TASK TO CARRY OUT
The answer is a single number: the count of lines below in which the word "getDamage" appears.

DATA TO USE
::::::::::
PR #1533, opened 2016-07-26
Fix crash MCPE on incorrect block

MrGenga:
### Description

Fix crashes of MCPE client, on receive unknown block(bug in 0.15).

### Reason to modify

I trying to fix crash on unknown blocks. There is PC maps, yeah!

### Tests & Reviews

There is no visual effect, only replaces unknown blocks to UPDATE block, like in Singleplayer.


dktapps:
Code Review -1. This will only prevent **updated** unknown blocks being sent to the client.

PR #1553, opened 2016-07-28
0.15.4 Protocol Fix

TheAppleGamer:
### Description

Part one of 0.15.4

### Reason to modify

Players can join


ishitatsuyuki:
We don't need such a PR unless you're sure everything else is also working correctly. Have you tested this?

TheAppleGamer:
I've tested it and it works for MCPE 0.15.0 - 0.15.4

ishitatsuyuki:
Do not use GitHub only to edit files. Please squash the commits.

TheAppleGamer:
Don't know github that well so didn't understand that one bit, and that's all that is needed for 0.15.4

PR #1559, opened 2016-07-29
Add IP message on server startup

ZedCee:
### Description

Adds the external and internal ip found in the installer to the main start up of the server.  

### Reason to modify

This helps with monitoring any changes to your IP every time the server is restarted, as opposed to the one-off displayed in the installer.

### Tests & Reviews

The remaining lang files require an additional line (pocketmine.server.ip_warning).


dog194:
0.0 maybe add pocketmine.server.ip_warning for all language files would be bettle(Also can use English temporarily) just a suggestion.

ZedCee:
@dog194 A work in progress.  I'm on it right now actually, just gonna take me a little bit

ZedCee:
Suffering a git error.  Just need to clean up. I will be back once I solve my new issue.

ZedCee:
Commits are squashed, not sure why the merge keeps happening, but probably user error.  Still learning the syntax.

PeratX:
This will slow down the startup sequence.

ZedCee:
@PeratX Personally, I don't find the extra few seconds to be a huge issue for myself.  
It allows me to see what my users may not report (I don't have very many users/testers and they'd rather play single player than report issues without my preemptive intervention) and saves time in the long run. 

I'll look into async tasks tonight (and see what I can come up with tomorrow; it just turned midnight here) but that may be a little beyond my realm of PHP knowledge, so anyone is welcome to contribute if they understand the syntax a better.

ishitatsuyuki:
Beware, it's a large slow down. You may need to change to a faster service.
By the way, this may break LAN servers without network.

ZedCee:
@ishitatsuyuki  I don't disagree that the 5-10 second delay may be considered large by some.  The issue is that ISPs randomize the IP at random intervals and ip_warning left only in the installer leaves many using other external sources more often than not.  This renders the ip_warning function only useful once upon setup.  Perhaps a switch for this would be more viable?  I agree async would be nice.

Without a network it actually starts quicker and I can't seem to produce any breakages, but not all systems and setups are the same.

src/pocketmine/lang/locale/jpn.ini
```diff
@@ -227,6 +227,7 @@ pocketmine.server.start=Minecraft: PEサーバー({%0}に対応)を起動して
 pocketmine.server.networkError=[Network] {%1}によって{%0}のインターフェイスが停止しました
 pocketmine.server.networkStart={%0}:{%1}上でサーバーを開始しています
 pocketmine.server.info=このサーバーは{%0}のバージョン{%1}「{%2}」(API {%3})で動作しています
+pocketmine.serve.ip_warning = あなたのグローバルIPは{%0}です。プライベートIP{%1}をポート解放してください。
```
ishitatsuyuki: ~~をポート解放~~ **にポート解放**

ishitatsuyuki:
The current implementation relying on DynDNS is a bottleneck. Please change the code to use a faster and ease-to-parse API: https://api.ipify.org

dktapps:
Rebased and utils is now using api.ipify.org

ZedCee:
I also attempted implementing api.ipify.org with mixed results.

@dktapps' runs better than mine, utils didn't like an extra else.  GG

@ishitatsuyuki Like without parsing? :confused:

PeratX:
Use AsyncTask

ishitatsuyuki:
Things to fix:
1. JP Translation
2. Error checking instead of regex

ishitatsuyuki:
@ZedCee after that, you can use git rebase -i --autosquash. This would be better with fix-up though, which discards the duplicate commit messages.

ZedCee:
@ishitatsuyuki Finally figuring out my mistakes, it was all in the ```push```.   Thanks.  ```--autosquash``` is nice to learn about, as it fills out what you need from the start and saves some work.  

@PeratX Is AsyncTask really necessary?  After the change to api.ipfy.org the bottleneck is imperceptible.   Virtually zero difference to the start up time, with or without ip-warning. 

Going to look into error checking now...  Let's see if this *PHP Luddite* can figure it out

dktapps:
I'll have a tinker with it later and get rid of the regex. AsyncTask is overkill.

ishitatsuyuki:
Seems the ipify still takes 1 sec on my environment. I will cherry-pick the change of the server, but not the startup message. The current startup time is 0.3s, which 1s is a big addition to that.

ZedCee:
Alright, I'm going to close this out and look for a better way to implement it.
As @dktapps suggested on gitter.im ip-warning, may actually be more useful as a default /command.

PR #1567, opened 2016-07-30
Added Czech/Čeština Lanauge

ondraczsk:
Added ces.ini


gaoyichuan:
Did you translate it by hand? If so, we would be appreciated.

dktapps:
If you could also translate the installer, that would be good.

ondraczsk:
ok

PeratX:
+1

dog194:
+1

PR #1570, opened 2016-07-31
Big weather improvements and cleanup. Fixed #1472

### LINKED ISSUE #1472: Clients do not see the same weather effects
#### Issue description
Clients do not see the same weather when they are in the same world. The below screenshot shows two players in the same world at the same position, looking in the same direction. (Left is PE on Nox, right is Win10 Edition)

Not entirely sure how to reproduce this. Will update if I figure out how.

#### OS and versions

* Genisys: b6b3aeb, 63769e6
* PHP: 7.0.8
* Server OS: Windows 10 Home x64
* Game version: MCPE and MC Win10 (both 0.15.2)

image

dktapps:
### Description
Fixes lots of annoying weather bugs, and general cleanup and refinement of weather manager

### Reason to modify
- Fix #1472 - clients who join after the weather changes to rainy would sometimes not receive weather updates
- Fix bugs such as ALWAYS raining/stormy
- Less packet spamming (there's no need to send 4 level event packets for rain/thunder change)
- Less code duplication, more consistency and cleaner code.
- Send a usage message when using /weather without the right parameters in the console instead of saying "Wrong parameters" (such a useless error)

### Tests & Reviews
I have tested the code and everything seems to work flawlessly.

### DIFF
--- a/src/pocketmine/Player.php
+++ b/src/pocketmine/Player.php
::::::::::
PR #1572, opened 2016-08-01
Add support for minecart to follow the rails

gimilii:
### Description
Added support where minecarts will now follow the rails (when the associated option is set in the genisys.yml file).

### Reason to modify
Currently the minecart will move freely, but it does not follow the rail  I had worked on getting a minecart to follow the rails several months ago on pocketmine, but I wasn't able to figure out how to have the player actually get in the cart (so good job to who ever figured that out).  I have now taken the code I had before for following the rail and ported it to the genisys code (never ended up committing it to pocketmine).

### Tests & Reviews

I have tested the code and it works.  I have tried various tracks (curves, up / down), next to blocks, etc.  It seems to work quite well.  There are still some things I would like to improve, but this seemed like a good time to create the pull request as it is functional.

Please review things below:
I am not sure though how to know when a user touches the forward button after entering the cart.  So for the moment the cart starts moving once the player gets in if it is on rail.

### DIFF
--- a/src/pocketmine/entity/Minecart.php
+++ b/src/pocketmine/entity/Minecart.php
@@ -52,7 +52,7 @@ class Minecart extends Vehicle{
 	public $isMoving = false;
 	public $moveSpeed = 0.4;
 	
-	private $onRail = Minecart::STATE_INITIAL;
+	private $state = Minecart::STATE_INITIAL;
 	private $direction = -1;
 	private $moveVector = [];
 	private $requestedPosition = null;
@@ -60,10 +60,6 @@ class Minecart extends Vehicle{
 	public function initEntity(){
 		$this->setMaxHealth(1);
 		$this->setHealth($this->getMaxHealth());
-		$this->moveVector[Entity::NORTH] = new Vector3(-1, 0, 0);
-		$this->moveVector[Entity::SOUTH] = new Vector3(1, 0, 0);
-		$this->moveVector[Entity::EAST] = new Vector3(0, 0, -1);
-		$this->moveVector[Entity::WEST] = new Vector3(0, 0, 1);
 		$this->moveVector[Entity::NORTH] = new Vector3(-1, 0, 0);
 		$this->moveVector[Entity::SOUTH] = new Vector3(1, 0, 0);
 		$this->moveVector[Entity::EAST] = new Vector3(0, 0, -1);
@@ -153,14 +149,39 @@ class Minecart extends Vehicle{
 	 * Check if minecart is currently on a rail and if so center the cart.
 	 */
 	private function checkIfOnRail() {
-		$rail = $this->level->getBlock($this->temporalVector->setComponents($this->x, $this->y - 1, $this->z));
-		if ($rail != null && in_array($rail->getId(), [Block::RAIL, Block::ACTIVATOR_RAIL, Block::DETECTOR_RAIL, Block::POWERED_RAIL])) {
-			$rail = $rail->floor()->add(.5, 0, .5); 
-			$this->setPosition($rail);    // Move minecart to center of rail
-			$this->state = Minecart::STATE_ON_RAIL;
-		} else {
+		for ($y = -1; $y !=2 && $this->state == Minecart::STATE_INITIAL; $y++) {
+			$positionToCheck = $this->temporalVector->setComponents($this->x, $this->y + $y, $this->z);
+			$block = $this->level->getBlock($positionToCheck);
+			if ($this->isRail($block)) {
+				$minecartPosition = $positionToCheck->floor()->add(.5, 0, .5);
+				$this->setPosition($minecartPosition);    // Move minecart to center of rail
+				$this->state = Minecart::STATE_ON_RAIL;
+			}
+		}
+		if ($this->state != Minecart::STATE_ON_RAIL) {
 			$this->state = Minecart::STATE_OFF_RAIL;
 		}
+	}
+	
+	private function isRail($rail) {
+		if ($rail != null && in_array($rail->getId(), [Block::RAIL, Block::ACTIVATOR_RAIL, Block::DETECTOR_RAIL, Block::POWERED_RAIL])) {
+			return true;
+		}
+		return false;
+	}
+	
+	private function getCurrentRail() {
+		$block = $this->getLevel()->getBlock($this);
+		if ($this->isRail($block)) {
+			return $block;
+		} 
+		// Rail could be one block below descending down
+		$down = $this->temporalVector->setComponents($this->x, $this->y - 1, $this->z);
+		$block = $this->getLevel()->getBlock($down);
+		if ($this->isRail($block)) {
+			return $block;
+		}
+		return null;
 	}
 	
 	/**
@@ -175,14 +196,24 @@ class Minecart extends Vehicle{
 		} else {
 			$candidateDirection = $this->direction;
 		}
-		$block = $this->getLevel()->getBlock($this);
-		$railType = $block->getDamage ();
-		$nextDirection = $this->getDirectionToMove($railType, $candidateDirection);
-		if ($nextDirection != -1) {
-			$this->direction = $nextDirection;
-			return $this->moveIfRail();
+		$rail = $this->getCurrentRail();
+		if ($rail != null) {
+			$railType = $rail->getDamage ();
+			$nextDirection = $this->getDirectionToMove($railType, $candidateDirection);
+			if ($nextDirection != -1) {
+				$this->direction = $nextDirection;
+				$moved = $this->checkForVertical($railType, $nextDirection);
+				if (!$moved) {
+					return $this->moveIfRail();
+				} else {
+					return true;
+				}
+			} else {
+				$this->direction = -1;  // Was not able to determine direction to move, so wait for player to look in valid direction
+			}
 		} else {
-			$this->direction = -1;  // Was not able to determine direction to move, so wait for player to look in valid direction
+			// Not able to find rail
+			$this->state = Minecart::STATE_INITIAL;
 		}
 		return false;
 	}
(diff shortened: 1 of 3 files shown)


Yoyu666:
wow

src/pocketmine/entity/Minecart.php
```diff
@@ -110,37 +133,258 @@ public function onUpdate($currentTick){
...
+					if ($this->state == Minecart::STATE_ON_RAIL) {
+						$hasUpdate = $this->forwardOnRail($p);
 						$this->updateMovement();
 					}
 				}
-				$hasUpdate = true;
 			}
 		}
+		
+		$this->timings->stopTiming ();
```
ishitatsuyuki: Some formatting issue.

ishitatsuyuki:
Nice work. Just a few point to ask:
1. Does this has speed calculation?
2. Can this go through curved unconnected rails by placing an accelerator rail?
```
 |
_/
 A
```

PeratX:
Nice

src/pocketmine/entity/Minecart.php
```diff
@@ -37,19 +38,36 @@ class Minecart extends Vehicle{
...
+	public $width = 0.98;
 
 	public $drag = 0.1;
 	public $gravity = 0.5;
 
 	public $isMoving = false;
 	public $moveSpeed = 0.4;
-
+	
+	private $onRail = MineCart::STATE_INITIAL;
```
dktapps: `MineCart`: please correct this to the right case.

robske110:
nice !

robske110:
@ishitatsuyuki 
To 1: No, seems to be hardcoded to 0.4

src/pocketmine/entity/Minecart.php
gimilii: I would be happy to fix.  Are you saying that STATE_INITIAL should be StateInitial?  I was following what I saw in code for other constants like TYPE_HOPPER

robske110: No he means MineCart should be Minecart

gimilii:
::::::::::
RESPONSE AREA
2